The issue is that my hypothesis is not over the entire population, it's within an arbitrary group. To use the example from the Wikipedia article, I'm not hypothesizing that the number of men and women are equal. My hypothesis is that if you see a man in a group, you are more likely to see another man.

Assuming men and women are equal in the population (for this example), I'd expect the probability of seeing a man, given you've already seen one man in the group to be (significantly) greater than 0.5. In my scenario though, there are many types, not just men and women.

>How many types (levels) are there? What's the distribution look like? Any other variables?

There are hundreds of thousands of types, and each data point can have multiple types (probably around 10 on average, but it can vary a lot). The distribution of types over the entire population is Zipfian (follows a power law). No other variables (or I'm assuming independence for tractability).

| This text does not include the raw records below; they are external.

PR #1892, opened 2026-04-16
Fix some data track subscription edge cases

1egoman:
A customer surfaced some issues with the `signal` parameter passed to data track subscriptions - when this was passed and aborted during certain parts of the subscription / participant connection lifecycle outside the happy path, it was possible that things could get into an inconsistent state:

- Aborting after participant disconnect - the stream would throw a `Cannot close an errored readable stream` error in this case because the manager tried to clean up a subscription that the user had already manually aborted. So, make sure the stream controller gets removed from the list so it doesn't get double-closed.

- The data track is unpublished during the brief window of time between the sfu subscription being established and the readable stream finishing being setup. If this happened, the readable stream would hang forever isntead of explicitly aborting.

- Abort signal listener not being cleaned up properly in all cases - if the manager closes the stream (the stream doesn't get into an error state, it is explicitly closed), then this wouldn't clean up the abort signal listener, so if a user triggered the abort signal later, it would cause an error to be throw.

These cases now all have explicit tests that test a few variations to ensure that this doesn't regress.

### DIFF
--- a/src/room/data-track/incoming/IncomingDataTrackManager.ts
+++ b/src/room/data-track/incoming/IncomingDataTrackManager.ts
@@ -126,15 +126,51 @@ export default class IncomingDataTrackManager extends (EventEmitter as new () =>
     let streamController: ReadableStreamDefaultController<DataTrackFrame> | null = null;
     const sfuSubscriptionComplete = new Future<void, DataTrackSubscribeError>();
 
+    const cleanup = () => {
+      signal?.removeEventListener('abort', onAbort);
+
+      if (!streamController) {
+        log.warn(`ReadableStream subscribed to ${sid} was not started.`);
+        return;
+      }
+      const descriptor = this.descriptors.get(sid);
+      if (!descriptor) {
+        log.warn(`Unknown track ${sid}, skipping cancel...`);
+        return;
+      }
+      if (descriptor.subscription.type !== 'active') {
+        log.warn(`Subscription for track ${sid} is not active, skipping cancel...`);
+        return;
+      }
+
+      descriptor.subscription.streamControllers.delete(streamController);
+
+      // If no active stream controllers are left, also unsubscribe on the SFU end.
+      if (descriptor.subscription.streamControllers.size === 0) {
+        this.unSubscribeRequest(descriptor.info.sid);
+      }
+    };
+
+    const onAbort = () => {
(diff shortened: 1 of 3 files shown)


chenosaurus (approved):

src/room/data-track/incoming/IncomingDataTrackManager.ts
```diff
@@ -126,62 +129,93 @@ export default class IncomingDataTrackManager extends (EventEmitter as new () =>
...
+      }
+    };
+
+    const onAbort = () => {
+      if (!streamController) {
+        return;
+      }
+      const currentDescriptor = this.descriptors.get(sid);
+      if (currentDescriptor?.subscription.type === 'active') {
+        currentDescriptor.subscription.streamControllers.delete(streamController);
```
xianshijing-lk, line 167: I think cleanup() is also trying to clean up the streamController, should we move the code to one place instead?
like having cleanup() does the cleaning, and onAbort() handles the signaling and cleanup

src/room/data-track/incoming/IncomingDataTrackManager.ts
```diff
@@ -126,62 +129,93 @@ export default class IncomingDataTrackManager extends (EventEmitter as new () =>
...
+      }
+
+      streamController.error(DataTrackSubscribeError.cancelled());
```
xianshijing-lk, line 170: onAbort() is called after abort(), does streamController guarantee that it is not closed yet ? 

and will it throw if streamController is closed already ?

src/room/data-track/incoming/IncomingDataTrackManager.ts
1egoman: Ah, good point - this is I think duplicative. I will remove this and let the copy in `cleanup` handle deleting the stream controller from the map instead. 👍

src/room/data-track/incoming/IncomingDataTrackManager.ts
1egoman: I think it should be ok, [the mdn docs](https://developer.mozilla.org/en-US/docs/Web/API/ReadableStreamDefaultController/error) for the error method explicitly say that it can be called multiple times.

lukasIO (approved):
lgtm!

kermi3 · « **Reply #3 on:** October 11, 2012, 09:13:57 PM »

Yea - I'm not sure the best thing to use here....not my traditional field of stats....Basically you're talking about

If I was forced to do this...I think what I might do is pick one of the types (as a starter) and randomly sample one of them (eventually I'd do more than one) and then take say, the closest 500 items and run a chi2 for goodness of fit....Then repeat...

Basically, it's almost a regression with a chi 2....but I'm sure that's not the best method....

This is outside the realm of my traditional hypothesis testing wherein we test to reject a null hypoth....I think what you actually need is some sort of loglinear analysis or logistic regression - but I really don't know about those - JaWib, you have an idea?

Perspective · « **Reply #4 on:** October 12, 2012, 10:34:24 AM »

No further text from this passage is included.